In my Linear Algebra and Geometry textbook, it defines the image of a linear transformation $T$ as:
$$\operatorname{Im}\, (T) := \{\; w \in W : \; w=Tv \;\;\text{ for some } v \in V \} $$
As far as I can see, this is just the same as:
$$\operatorname{Im} \, (T) := \{ \;Tv \in W : \;v \in V\}$$
Is there any difference in these definitions?
If not, why is the first one used?
On
Both definitions are the same as you point out, they just give slightly different ways of thinking about the image.
The first definition views the image as "Things in $W$ reached by the function". The second takes a more constructive approach, it is saying that we can build the image by taking each element of $V$ and put the result after applying $T$ to it into the image.
On
In certain set-theoretic senses, the first one $$ \{\; w \in W : \; w=Tv \;\;\text{ for some } v \in V \} $$ is exactly what you get by the Axiom of Separation, while the second one $$ \{ \;Tv \in W : \;v \in V\} $$ is taken as a short-hand way of writing it. So perhaps the author thought the first one would be less confusing to some students.

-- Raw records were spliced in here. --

Issue #2865, opened 2020-08-05
Core + Vanilla - Inconsistent responsive triggers


guywillis:
### Subject of the issue
There is an inconsistent trigger between the JS and the CSS responsively. The inconsistency appears to trigger at the medium break point exactly (though this could also be true for the small and large break points too). 

This is easiest to see when looking at the narrative component in the screenshots below. At 759 width the single column, mobile view is visible with the mobile instruction and strapline. At 760 width the narrative changes to the desktop view but still has the mobile instruction. At 761 the mobile instruction text swaps out for the desktop instruction.

### Your environment
* FW v5.6.1
* Chrome Version 84.0.4147.105 (Official Build) (64-bit)
* Mac OSX v10.15.3

### Steps to reproduce
Scale a browser between 759 and 761 px width.

### Expected behaviour
The JS and CSS responsive triggers should be aligned and trigger together or converted to one method.

### Screenshots (if you can)
![759](https://user-images.githubusercontent.com/11569678/89409443-facb4080-d719-11ea-8143-c61ee8b60f70.png)
![760](https://user-images.githubusercontent.com/11569678/89409444-fb63d700-d719-11ea-91de-9135dd6a63bc.png)
![761](https://user-images.githubusercontent.com/11569678/89409446-fb63d700-d719-11ea-9f3b-0e1ed534197e.png)

moloko:
from what I can figure out from my investigations into this, I think it boils down to the media queries considering anything >= 760 to be 'large' whereas the JS is set to anything > 760

So question is, which one do we change?

oliverfoster:
whichever requires fewest changes?

moloko:
The JavaScript I assume, surely just a case of changing `>` to `>=` in the `if...else if` conditions [here](https://github.com/adaptlearning/adapt_framework/blob/b6882dba282625b5100f9962e26802cdd331a04d/src/core/js/device.js#L73-L82)

oliverfoster:
sounds about right

oliverfoster:
@guywillis ?

guywillis:
Quick test locally seems to confirm it'll work but I'll give it a more thorough test tomorrow

kirsty-hames:
Issue resolved with both PRs now being merged.

PR #2874, opened 2020-08-11
Amend js responsive trigger

guywillis:
Related issue: https://github.com/adaptlearning/adapt_framework/issues/2865

* Amended js responsive screen size trigger


guywillis:
The introduction of the equals in the if statement treats the screen sizes as follows:

519 and below = small
520 - 759 = medium
760 and above = large

These values can then be synced with the min width medias queries for a uniformed responsive trigger.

Each definition uses Set-Builder Notation: notation which allows us to describe any given set of elements in any number of ways, and/or from different perspectives or for different purposes. E.g.:
Let $E_2 = \{\;n \in \mathbb{Z} \mid n\equiv 0 \pmod{2}\};$
Let $E_3 = \{\;n \in \mathbb{Z} : 2\mid n\;\}$.
Each of $E_1$, $E_2$, and $E_3$ each define the same set of even integers. There is only one set being defined; which definition one chooses depends on context.
Back to your two definitions:
The first is often used to establish, e.g., surjectivity of a function $f: V\to W$. If $f$ is onto, then for every $w \in W$, there exists a $v\in V$ such that $f(v) = w.$ So it's not uncommon to define the image of a function as it is defined in the first case.